BEGIN MATERIALS PROVIDED

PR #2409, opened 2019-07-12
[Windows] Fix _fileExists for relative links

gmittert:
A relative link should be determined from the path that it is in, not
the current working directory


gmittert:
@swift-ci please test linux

END MATERIALS PROVIDED
BEGIN MATERIALS PROVIDED

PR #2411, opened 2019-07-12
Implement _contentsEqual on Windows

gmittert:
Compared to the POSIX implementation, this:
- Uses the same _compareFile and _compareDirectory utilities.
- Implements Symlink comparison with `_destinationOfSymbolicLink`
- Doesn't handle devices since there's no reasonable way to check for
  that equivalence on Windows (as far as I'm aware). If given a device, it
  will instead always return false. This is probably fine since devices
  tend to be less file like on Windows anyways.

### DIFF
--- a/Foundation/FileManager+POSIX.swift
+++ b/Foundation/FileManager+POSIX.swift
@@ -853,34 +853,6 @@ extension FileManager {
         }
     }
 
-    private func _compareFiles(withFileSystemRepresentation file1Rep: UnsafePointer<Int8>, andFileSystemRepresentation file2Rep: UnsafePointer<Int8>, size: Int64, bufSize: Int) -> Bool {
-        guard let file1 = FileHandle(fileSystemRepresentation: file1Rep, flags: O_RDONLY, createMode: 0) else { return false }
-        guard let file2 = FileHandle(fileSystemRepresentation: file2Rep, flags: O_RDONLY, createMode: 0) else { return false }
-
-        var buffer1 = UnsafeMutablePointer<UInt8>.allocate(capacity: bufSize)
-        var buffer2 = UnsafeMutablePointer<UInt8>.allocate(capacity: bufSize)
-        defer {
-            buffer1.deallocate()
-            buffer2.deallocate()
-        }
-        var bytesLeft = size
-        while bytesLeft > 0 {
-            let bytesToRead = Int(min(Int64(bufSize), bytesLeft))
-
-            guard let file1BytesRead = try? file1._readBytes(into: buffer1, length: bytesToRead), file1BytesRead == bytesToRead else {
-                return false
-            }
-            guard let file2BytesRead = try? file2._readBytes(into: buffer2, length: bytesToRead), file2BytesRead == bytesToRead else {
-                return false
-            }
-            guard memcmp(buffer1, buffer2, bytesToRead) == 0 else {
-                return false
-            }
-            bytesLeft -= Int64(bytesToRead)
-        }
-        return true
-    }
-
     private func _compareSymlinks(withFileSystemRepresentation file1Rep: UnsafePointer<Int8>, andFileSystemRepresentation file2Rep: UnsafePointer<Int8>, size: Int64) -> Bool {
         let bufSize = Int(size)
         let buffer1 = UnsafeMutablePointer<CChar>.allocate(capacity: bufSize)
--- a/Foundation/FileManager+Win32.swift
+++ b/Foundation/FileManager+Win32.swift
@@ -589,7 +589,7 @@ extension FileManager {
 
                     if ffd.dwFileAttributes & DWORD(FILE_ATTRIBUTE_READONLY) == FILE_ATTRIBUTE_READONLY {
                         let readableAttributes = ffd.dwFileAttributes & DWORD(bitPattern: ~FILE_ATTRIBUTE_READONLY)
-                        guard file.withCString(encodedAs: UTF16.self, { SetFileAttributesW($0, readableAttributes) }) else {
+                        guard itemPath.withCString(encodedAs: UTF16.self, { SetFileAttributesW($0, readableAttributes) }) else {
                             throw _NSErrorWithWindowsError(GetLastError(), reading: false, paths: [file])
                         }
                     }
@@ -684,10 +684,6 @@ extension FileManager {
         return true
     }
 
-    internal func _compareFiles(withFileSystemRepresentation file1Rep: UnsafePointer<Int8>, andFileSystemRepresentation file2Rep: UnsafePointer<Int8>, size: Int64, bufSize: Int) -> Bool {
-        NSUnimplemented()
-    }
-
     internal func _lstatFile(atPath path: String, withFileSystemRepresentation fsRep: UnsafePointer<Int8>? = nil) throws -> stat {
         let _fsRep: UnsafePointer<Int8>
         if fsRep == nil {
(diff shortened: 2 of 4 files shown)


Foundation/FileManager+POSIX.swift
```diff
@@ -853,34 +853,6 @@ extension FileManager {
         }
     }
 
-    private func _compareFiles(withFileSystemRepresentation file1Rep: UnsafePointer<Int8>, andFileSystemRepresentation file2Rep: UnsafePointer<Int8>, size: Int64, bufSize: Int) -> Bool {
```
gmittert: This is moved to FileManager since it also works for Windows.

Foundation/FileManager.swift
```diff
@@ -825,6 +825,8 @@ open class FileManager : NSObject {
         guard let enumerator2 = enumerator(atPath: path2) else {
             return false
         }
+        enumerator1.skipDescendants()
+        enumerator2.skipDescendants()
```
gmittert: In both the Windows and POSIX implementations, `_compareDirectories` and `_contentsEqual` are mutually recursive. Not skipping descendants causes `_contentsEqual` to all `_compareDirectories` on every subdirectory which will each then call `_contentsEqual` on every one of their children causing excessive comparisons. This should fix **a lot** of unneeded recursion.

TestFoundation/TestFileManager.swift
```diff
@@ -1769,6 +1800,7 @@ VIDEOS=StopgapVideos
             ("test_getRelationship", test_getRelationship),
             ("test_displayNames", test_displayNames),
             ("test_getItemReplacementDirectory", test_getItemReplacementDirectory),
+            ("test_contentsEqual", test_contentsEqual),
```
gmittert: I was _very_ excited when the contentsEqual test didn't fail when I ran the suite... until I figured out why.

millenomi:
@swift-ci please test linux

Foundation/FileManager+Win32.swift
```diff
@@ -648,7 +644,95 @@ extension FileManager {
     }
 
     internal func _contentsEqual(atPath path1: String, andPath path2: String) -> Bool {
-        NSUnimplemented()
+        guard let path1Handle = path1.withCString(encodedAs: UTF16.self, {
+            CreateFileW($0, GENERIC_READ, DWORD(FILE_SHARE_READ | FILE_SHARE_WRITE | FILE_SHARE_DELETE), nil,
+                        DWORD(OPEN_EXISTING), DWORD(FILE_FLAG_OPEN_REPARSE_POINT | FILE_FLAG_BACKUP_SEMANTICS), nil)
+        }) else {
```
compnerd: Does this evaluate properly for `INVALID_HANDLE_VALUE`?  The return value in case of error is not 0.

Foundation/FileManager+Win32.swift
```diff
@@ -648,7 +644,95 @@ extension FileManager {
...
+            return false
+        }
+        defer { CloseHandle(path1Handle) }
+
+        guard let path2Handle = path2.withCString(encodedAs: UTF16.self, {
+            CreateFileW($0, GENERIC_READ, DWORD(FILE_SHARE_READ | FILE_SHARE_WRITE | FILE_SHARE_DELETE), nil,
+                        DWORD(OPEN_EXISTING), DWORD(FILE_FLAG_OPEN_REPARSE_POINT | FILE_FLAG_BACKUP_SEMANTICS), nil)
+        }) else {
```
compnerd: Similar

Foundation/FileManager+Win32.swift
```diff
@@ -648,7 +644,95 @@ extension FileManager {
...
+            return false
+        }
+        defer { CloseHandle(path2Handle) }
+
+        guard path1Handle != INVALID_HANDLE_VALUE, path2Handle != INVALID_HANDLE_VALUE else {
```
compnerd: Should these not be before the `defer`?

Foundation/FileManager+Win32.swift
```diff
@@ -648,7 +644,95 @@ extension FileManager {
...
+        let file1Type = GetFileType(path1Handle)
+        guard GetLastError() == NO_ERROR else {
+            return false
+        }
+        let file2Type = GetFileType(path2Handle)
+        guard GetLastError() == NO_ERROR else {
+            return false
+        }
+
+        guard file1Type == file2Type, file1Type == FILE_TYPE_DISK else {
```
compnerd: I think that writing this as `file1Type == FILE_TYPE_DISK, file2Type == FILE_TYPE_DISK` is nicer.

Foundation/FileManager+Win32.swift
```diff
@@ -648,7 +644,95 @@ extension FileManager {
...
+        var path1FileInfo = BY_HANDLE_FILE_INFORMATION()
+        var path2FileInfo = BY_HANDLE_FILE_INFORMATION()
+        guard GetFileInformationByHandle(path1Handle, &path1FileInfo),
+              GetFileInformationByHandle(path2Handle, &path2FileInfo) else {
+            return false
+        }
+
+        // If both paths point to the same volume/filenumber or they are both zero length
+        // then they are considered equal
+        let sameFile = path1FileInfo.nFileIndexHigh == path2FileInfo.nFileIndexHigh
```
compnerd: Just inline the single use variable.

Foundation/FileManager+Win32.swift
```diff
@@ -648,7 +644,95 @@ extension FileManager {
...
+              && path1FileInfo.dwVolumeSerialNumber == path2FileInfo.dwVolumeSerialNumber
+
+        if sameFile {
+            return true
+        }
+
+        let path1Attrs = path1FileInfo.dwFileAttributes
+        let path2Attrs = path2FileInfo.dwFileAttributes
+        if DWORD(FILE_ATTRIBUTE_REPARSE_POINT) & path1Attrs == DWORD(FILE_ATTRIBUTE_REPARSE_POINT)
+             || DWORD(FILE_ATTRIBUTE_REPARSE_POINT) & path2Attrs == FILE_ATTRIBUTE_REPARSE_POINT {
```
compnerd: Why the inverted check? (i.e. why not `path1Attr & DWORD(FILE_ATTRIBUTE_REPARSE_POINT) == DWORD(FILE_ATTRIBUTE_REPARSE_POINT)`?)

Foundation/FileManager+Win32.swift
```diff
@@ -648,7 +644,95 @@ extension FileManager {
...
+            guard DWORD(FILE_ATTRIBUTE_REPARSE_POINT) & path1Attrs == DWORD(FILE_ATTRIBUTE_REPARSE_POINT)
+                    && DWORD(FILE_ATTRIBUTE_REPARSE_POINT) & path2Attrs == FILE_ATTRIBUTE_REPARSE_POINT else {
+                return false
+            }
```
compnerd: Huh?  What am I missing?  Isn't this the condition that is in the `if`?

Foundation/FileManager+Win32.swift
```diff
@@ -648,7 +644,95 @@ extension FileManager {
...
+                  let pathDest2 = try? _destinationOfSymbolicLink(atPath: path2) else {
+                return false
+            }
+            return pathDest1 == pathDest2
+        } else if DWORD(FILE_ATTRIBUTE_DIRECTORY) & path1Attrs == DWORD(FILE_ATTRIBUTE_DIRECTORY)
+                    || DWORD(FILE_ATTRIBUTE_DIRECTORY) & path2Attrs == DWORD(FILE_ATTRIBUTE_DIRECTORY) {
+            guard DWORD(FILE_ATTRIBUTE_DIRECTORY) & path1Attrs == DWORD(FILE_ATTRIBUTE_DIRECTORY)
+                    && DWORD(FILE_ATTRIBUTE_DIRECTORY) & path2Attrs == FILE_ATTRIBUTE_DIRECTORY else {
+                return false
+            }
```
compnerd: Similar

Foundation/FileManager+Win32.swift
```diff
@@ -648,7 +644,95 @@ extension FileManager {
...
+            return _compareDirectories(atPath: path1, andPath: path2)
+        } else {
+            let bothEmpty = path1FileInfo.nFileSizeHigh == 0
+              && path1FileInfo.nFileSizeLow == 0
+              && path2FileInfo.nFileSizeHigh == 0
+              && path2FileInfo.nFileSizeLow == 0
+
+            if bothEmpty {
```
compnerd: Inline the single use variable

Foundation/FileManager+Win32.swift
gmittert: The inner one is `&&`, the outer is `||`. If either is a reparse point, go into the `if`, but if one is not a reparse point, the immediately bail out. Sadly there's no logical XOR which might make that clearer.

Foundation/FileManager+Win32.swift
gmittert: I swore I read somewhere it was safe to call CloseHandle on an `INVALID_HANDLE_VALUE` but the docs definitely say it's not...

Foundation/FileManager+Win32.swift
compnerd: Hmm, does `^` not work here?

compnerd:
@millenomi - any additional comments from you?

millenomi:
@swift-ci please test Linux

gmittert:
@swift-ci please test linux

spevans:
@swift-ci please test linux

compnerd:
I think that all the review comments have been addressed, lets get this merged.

END MATERIALS PROVIDED

**WHAT THE TASK ASKS:**
In these records, tally the lines that contain the string "nFileSizeLow", and give only the result.

**THE ANSWER:**
2